═════ Source data
PR #1450, opened 2019-02-23
Audio Preprocessing

TobyRoseman:
* External code: VGGish preprocessing
* Core ML custom model doing the same preprocessing
* Unit test to make sure they produce the same results

### DIFF
--- a/src/objc/AudioPreprocessing.h
+++ b/src/objc/AudioPreprocessing.h
@@ -6,19 +6,22 @@
 
 #import <CoreML/CoreML.h>
 
+NS_ASSUME_NONNULL_BEGIN
 
-__attribute__((visibility("default")))
+API_AVAILABLE(macos(10.13))
 @interface TCSoundClassifierPreprocessing : NSObject<MLCustomModel>
 
 @property(readonly, nullable) NSString* inputFeatureName;
 @property(readonly, nullable) NSString* outputFeatureName;
 
-- (nullable instancetype)initWithModelDescription:(MLModelDescription * _Null_unspecified)modelDescription
-                              parameterDictionary:(NSDictionary<NSString *, id> * _Null_unspecified)parameters
-                                            error:(NSError * _Nullable * _Nullable)error API_AVAILABLE(macos(10.13));
+- (nullable instancetype)initWithModelDescription:(MLModelDescription*)modelDescription
+                              parameterDictionary:(NSDictionary<NSString *, id>*)parameters
+                                            error:(NSError**)error;
 
-- (nullable id<MLFeatureProvider>)predictionFromFeatures:(id<MLFeatureProvider> _Nonnull)input
-                                                 options:(MLPredictionOptions * _Null_unspecified)options
-                                                 error:(NSError * _Nullable * _Nullable)error API_AVAILABLE(macos(10.13));
+- (nullable id<MLFeatureProvider>)predictionFromFeatures:(id<MLFeatureProvider>)input
+                                                 options:(MLPredictionOptions*)options
+                                                   error:(NSError**)error;
 
 @end
+
+NS_ASSUME_NONNULL_END
--- a/src/objc/AudioPreprocessing.h
+++ b/src/objc/AudioPreprocessing.h
@@ -1,4 +1,4 @@
-/* Copyright © 2017 Apple Inc. All rights reserved.
+/* Copyright © 2019 Apple Inc. All rights reserved.
  *
  * Use of this source code is governed by a BSD-3-clause license that can
  * be found in the LICENSE.txt file or at https://opensource.org/licenses/BSD-3-Clause
--- a/src/objc/AudioPreprocessing.h
+++ b/src/objc/AudioPreprocessing.h
@@ -1,0 +1,24 @@
+/* Copyright © 2017 Apple Inc. All rights reserved.
+ *
+ * Use of this source code is governed by a BSD-3-clause license that can
+ * be found in the LICENSE.txt file or at https://opensource.org/licenses/BSD-3-Clause
+ */
+
+#import <CoreML/CoreML.h>
+
+
+__attribute__((visibility("default")))
+@interface TCSoundClassifierPreprocessing : NSObject<MLCustomModel>
+
+@property(readonly, nullable) NSString* inputFeatureName;
+@property(readonly, nullable) NSString* outputFeatureName;
+
+- (nullable instancetype)initWithModelDescription:(MLModelDescription * _Null_unspecified)modelDescription
+                              parameterDictionary:(NSDictionary<NSString *, id> * _Null_unspecified)parameters
+                                            error:(NSError * _Nullable * _Nullable)error API_AVAILABLE(macos(10.13));
+
+- (nullable id<MLFeatureProvider>)predictionFromFeatures:(id<MLFeatureProvider> _Nonnull)input
+                                                 options:(MLPredictionOptions * _Null_unspecified)options
+                                                 error:(NSError * _Nullable * _Nullable)error API_AVAILABLE(macos(10.13));
+
+@end
--- a/src/objc/AudioPreprocessing.m
+++ b/src/objc/AudioPreprocessing.m
@@ -45,7 +45,7 @@ static inline float hzToMel(float freq) {
 
 @property (readonly) float* PowerSpectrum;
 
--(id)initWithFFTLength:(NSUInteger)fftLength frameLength:(NSUInteger)frameLength;
+-(nullable instancetype)initWithFFTLength:(NSUInteger)fftLength frameLength:(NSUInteger)frameLength;
 -(void)applyHammingWindow:(float*)signal numSamples:(NSUInteger)numSamples;
 -(void)calculatePowerSpectrum:(float*)signal numSamples:(NSUInteger)numSamples;
 
@@ -62,10 +62,11 @@ static inline float hzToMel(float freq) {
 }
 
 
--(id)initWithFFTLength:(NSUInteger)fftLength frameLength:(NSUInteger)frameLength {
+-(nullable instancetype)initWithFFTLength:(NSUInteger)fftLength frameLength:(NSUInteger)frameLength {
     
     self = [super init];
-    
+    if (!self) return nil;
+
     _fftLength = fftLength;
     _frameLength = frameLength;
     
@@ -125,11 +126,11 @@ static inline float hzToMel(float freq) {
 
 @interface TCSoundClassifierMelFrequencyFilterBank : NSObject
 
--(id)initWithMinFrequency:(float)minFreq
-             maxFrequency:(float)maxFrequency
-               sampleRate:(double)sampleRate
-              numMelBands:(NSUInteger)numMelBands
-                  numBins:(NSUInteger)numBins;
+-(nullable instancetype)initWithMinFrequency:(float)minFreq
+                                maxFrequency:(float)maxFrequency
+                                  sampleRate:(double)sampleRate
+                                 numMelBands:(NSUInteger)numMelBands
+                                     numBins:(NSUInteger)numBins;
 
 -(void)apply:(const float*)powerSpectrum
       output:(float *)out;
@@ -144,13 +145,14 @@ static inline float hzToMel(float freq) {
     float** _filterBanks;
 }
 
--(id)initWithMinFrequency:(float)minFreq
-             maxFrequency:(float)maxFreq
-               sampleRate:(double)sampleRate
-              numMelBands:(NSUInteger)numMelBands
-                  numBins:(NSUInteger)numBins {
+-(nullable instancetype)initWithMinFrequency:(float)minFreq
+                                maxFrequency:(float)maxFreq
+                                  sampleRate:(double)sampleRate
+                                 numMelBands:(NSUInteger)numMelBands
+                                     numBins:(NSUInteger)numBins {
 
     self = [super init];
+    if (!self) return nil;
 
     _minFreq = minFreq;
     _maxFreq = maxFreq;
--- a/src/objc/AudioPreprocessing.m
+++ b/src/objc/AudioPreprocessing.m
@@ -1,4 +1,4 @@
-/* Copyright © 2017 Apple Inc. All rights reserved.
+/* Copyright © 2019 Apple Inc. All rights reserved.
  *
  * Use of this source code is governed by a BSD-3-clause license that can
  * be found in the LICENSE.txt file or at https://opensource.org/licenses/BSD-3-Clause
--- a/src/objc/AudioPreprocessing.m
+++ b/src/objc/AudioPreprocessing.m
@@ -216,8 +216,9 @@ static inline float hzToMel(float freq) {
             filterBank[k] = (k == 0) ? 0.0 : fmax(0.0, fmin(lowerBank[k], upperBank[k]));
         }
 
-        _filterBanks[i] = calloc(spectrumSize, sizeof(float));
         _filterBanks[i] = filterBank;
+        free(lowerBank);
+        free(upperBank);
     }
 
     return self;
--- a/src/objc/AudioPreprocessing.m
+++ b/src/objc/AudioPreprocessing.m
@@ -1,0 +1,365 @@
+/* Copyright © 2017 Apple Inc. All rights reserved.
+ *
+ * Use of this source code is governed by a BSD-3-clause license that can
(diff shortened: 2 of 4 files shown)


src/objc/AudioPreprocessing.h
```diff
@@ -0,0 +1,24 @@
+/* Copyright © 2017 Apple Inc. All rights reserved.
```
znation: 2019

src/objc/AudioPreprocessing.m
```diff
@@ -0,0 +1,365 @@
+/* Copyright © 2017 Apple Inc. All rights reserved.
```
znation: 2019

src/objc/CMakeLists.txt
```diff
@@ -15,8 +15,25 @@ if(APPLE AND HAS_MLCUSTOMMODEL)
...
+    REQUIRES
+      ${ACCELERATE}
+      ${_TC_COMMON_REQUIREMENTS}
+    SHARED
+    SHARED_ALL_DEFINED
+    EXPORT_OSX_MAP_FILE ${CMAKE_CURRENT_SOURCE_DIR}/symbol_exports.ver
+    DEAD_STRIP
+  )
+
+  # Adding sources here allows us to unit test these custom models in python.
```
znation: Thanks for adding this comment!

src/unity/python/turicreate/test/test_audio_functionality.py
```diff
@@ -0,0 +1,63 @@
...
+import unittest
+
+import coremltools
+from coremltools.proto import FeatureTypes_pb2
+import numpy as np
+
+from turicreate.toolkits.sound_classifier import vggish_input
+
+
+@unittest.skipIf(platform != 'darwin', 'Can not test something which usees Core ML.')
```
znation: `s/usees/uses/`

src/unity/python/turicreate/test/test_audio_functionality.py
```diff
@@ -0,0 +1,63 @@
+# -*- coding: utf-8 -*-
+# Copyright © 2017 Apple Inc. All rights reserved.
```
znation: 2019

src/objc/CMakeLists.txt
```diff
@@ -15,8 +15,25 @@ if(APPLE AND HAS_MLCUSTOMMODEL)
     DEAD_STRIP
   )
 
+  find_library(ACCELERATE NAMES Accelerate)
```
znation: Since we sometimes share frameworks between different libraries within turicreate, I started moving these to the top level CMakeLists.txt. I think there may be one there already for `Accelerate`.

src/objc/AudioPreprocessing.h
TobyRoseman: Done

src/objc/AudioPreprocessing.m
TobyRoseman: Done

src/unity/python/turicreate/test/test_audio_functionality.py
TobyRoseman: done

src/unity/python/turicreate/test/test_audio_functionality.py
TobyRoseman: done

src/objc/CMakeLists.txt
TobyRoseman: Thanks for letting me know. It's even named exactly the same thing. Done.

src/objc/AudioPreprocessing.m
```diff
@@ -0,0 +1,365 @@
...
+
+    float scale = 0.5; // Factor of 2 needed due to vDSP_fft_zrip implementation detail.
+    vDSP_zvabs(&_spectrum, 1, _PowerSpectrum, 1, _fftLength/2);
+    vDSP_vsmul(_PowerSpectrum, 1, &scale, _PowerSpectrum, 1, _fftLength/2);
+}
+
+-(void)_generateHammingWindow:(NSUInteger)frameLength {
+    // Don't use vDSP_hamm_window because it uses a slightly different implementation
+    for(size_t i = 0; i < frameLength; i++) {
+        _hammingWindow[i] = 0.5 - 0.5*cos((2*M_PI*i)/(frameLength));
```
nickjong: Another place where you may as well use `float` values (and `cosf`) to minimize work given that you're only storing `float` precision anyway

src/objc/AudioPreprocessing.m
```diff
@@ -0,0 +1,365 @@
...
+    }
+}
+
+@end // Power Spectrum implementation
+
+
+@interface MelFrequencyFilterBank : NSObject
+
+@property (readonly) float* MelSpectrum;
```
nickjong: Property names generally begin lowercase

nickjong: Hmm, is this used anywhere?

src/objc/AudioPreprocessing.m
```diff
@@ -0,0 +1,365 @@
...
+                  numBins:(NSUInteger)numBins {
+
+    self = [super init];
+
+    _minFreq = minFreq;
+    _maxFreq = maxFreq;
+    _sampleRate = sampleRate;
+    _numMelBands = numMelBands;
+    _numBins = numBins;
+    _filterBanks = calloc(_numMelBands, sizeof(float *));
```
nickjong: Where is this deallocated?

nickjong: Note that you might consider performing allocations using `NSData` (https://developer.apple.com/documentation/foundation/nsdata?language=objc) so that it can handle memory management for you. It looks like _filterBanks could be `NSMutableArray<NSData*> *`

src/objc/AudioPreprocessing.m
```diff
@@ -0,0 +1,365 @@
...
+    _fftLength = fftLength;
+    _frameLength = frameLength;
+    
+    _hammingWindow = (float*)calloc(frameLength, sizeof(float));
+    [self _generateHammingWindow:frameLength];
+    
+    _fftSetup = vDSP_create_fftsetup(log2(fftLength*2), FFT_RADIX2);
+    _spectrum.realp = (float*)calloc(fftLength, sizeof(float));
+    _spectrum.imagp = (float*)calloc(fftLength, sizeof(float));
+    _PowerSpectrum = (float*)calloc(fftLength/2 + 1, sizeof(float));
```
nickjong: Strange, I don't understand where `_PowerSpectrum` is declared

src/objc/AudioPreprocessing.m
```diff
@@ -0,0 +1,365 @@
...
+}
+
+@end   // MelFrequencyFilterBank implementation
+
+
+
+@implementation TCSoundClassifierPreprocessing
+
+PowerSpectrum* _powerSpectrum;
+MelFrequencyFilterBank* _melFilterBank;
```
nickjong: Huh, I note that there aren't curly braces around these instance variables. Are those no longer needed these days? Or are these actually global variables?

Note that it's often cleaner to define internal ("private") variables as class extension properties, e.g.
```
@interface TCSoundClassifierPreprocessing ()
@property (nonatomic) PowerSpectrum *powerSpectrum;
@property (nonatomic) MelFrequenceFilterPank *melFilterBank;
@end
```
This will auto-synthesize underlying instance variables such as `_powerSpectrum` and allow you to use property syntax (e.g. `self.powerSpectrum`) outside of the initializer

src/objc/AudioPreprocessing.h
```diff
@@ -0,0 +1,24 @@
+/* Copyright © 2019 Apple Inc. All rights reserved.
+ *
+ * Use of this source code is governed by a BSD-3-clause license that can
+ * be found in the LICENSE.txt file or at https://opensource.org/licenses/BSD-3-Clause
+ */
+
+#import <CoreML/CoreML.h>
+
+
+__attribute__((visibility("default")))
```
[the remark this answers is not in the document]
TobyRoseman: Done.

src/objc/AudioPreprocessing.h
```diff
@@ -0,0 +1,24 @@
...
+@interface TCSoundClassifierPreprocessing : NSObject<MLCustomModel>
+
+@property(readonly, nullable) NSString* inputFeatureName;
+@property(readonly, nullable) NSString* outputFeatureName;
+
+- (nullable instancetype)initWithModelDescription:(MLModelDescription * _Null_unspecified)modelDescription
+                              parameterDictionary:(NSDictionary<NSString *, id> * _Null_unspecified)parameters
+                                            error:(NSError * _Nullable * _Nullable)error API_AVAILABLE(macos(10.13));
```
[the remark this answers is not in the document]
TobyRoseman: Thanks for the link, learned quite a bit.

Done.

src/objc/AudioPreprocessing.m
```diff
@@ -0,0 +1,365 @@
...
+
+#include <math.h>
+
+#import <Accelerate/Accelerate.h>
+
+#import "AudioPreprocessing.h"
+
+
+// TODO: Make some of these parameters to the model
+const int inputLength = 15600;
```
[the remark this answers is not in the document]
TobyRoseman: Great idea. Done.

src/objc/AudioPreprocessing.m
```diff
@@ -0,0 +1,365 @@
...
+static void setErrorMsg(const char* errorMsg,  NSError** error) {
+    if(error) {
+      *error = [NSError errorWithDomain:MLModelErrorDomain
+                                   code:MLModelErrorGeneric
+                               userInfo:@{NSLocalizedDescriptionKey: @(*errorMsg)}];
+    }
+}
+
+static inline float hzToMel(float freq) {
+    return 1127.0 * log(1 + freq/700.0f);
```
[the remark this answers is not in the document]
TobyRoseman: Good point. I've changed: `log` -> `logf` and `1127.0` -> `1127.0f`.

src/objc/AudioPreprocessing.m
```diff
@@ -0,0 +1,365 @@
...
+}
+
+
+@interface PowerSpectrum : NSObject
```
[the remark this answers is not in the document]
TobyRoseman: Ok, for consistency I prepended `TCSoundClassifier` (rather than just two letters) to this class and `MelFrequencyFilterBank`.

src/objc/AudioPreprocessing.m
```diff
@@ -0,0 +1,365 @@
...
+
+@property (readonly) float* PowerSpectrum;
+
+-(id)initWithFFTLength:(NSUInteger)fftLength withFrameLength:(NSUInteger)frameLength;
```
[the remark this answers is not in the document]
TobyRoseman: Done.

src/objc/AudioPreprocessing.m
TobyRoseman: Couldn't find a float version of `M_PI`, but I have changed the two `0.5` to `0.5f` and the `cos` to `cosf`.

src/objc/AudioPreprocessing.m
TobyRoseman: It is not being used. Good catch. I refactored this out to save some memory. I've removed it.

src/objc/AudioPreprocessing.m
TobyRoseman: Good catch. I've added a `dealloc`. Please take a look at it.

I actually think I probably just shouldn't be dynamically allocating any memory in this file (i.e. no calloc/malloc). I **think** I could just do everything with variable sized arrays. What do you think?

src/objc/AudioPreprocessing.m
TobyRoseman: I don't know what's going on here either. I've added curly braces.

src/objc/AudioPreprocessing.m
TobyRoseman: Yeah, as you mentioned in a later comment, I think it was actually a global. That's fixed now.

src/objc/AudioPreprocessing.m
```diff
@@ -0,0 +1,365 @@
...
+    float *_hammingWindow, *_workingFrame;
+
+    DSPSplitComplex _spectrum;
+    FFTSetup _fftSetup;
+    
+    NSUInteger _frameLength, _fftLength;
+}
+
+
+-(id)initWithFFTLength:(NSUInteger)fftLength withFrameLength:(NSUInteger)frameLength {
```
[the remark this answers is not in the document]
TobyRoseman: Ok, changed it to `nullable instancetype`. Also made the same change for `TCSoundClassifierMelFrequencyFilterBank`

src/objc/AudioPreprocessing.m
```diff
@@ -0,0 +1,365 @@
...
+    
+    self = [super init];
```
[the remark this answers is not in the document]
TobyRoseman: Ok went with `if (!self) return nil;`. I'll pretty much always take an early return over another layer of nesting. Changed it in the other initializer too.

src/objc/AudioPreprocessing.m
```diff
@@ -0,0 +1,370 @@
...
+        vDSP_vsmul(spectrogramBins, 1, &negative_one, upperBank, 1, spectrumSize);
+        vDSP_vsadd(upperBank, 1, &add, upperBank, 1, spectrumSize);
+        vDSP_vsdiv(upperBank, 1, &div, upperBank, 1, spectrumSize);
+
+        // find intersection
+        for(int k = 0; k < spectrumSize; k++) {
+            filterBank[k] = (k == 0) ? 0.0 : fmax(0.0, fmin(lowerBank[k], upperBank[k]));
+        }
+
+        _filterBanks[i] = calloc(spectrumSize, sizeof(float));
```
nickjong: Something I missed before: this line is a dead assignment, right? You overwrite it in the next line (and leak the allocation).

src/objc/AudioPreprocessing.m
```diff
@@ -0,0 +1,370 @@
...
+    // For each band edge, create a new filter (basically a float array that we vDSP_dot later)
+    for(size_t i = 0; i < _numMelBands; i++) {
+        // Grab the low, center, and bottom edges
+        float lower_edge = melBandEdges[i];
+        float center_edge = melBandEdges[i+1];
+        float upper_edge = melBandEdges[i+2];
+
+        // Compute lower and upper slopes
+        float* lowerBank = (float*)calloc(spectrumSize, sizeof(float));
+        float* upperBank = (float*)calloc(spectrumSize, sizeof(float));
```
nickjong: I don't think lowerBank and upperBank are being freed anywhere, right?

src/objc/AudioPreprocessing.m
nickjong: By variable sized array do you mean e.g.
```
int size = ...;
float my_array[size];
```
?

Note that this is not actually part of the C++ standard (AFAIK), but it just a popular extension that popular compilers have implemented. Since this code will only be compiled on Apple platforms, it may be okay if it compiles now given our current toolchain, but I think you may as well stick with heap allocations, given that you need one anyway to store _filterBanks from initializer to calls to `apply`. 

FWIW, I think it's fairly standard to have e.g.
```
NSData *lowerBankData = [[NSData alloc] initWithLength:spectrumSize*sizeof(float)];
float* lowerBank = (float*)lowerBankData.mutableBytes;
```
Then Objective C will take care of memory management for you, acknowledging that the `lowerBank` pointer will only remain valid as long as `lowerBankData` is around.

TobyRoseman: Yes, I believe we're talking about the same thing. Basically the value of `size` isn't know until runtime. From what I can tell, it's been a part of C since C99 but only a part of C++ since C++11.

Good point about this approach not working because of needing to store the values between the initializer and the call to `apply`. Clearly variable sized arrays are not going to work here.

src/objc/AudioPreprocessing.m
TobyRoseman: Yes, you're right. Fixed. Thanks.

src/objc/AudioPreprocessing.m
TobyRoseman: Yeah, I am immediately leaking that memory. That's pretty bad. I don't like managing my own memory :stuck_out_tongue_closed_eyes:

nickjong: Ha, yeah, there's a reason that every other surviving programming language has automatic memory management!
══════════
The task »
The response is to be a bare number: the tally of lines in the listing above with the word "return".

Exercise solution »
5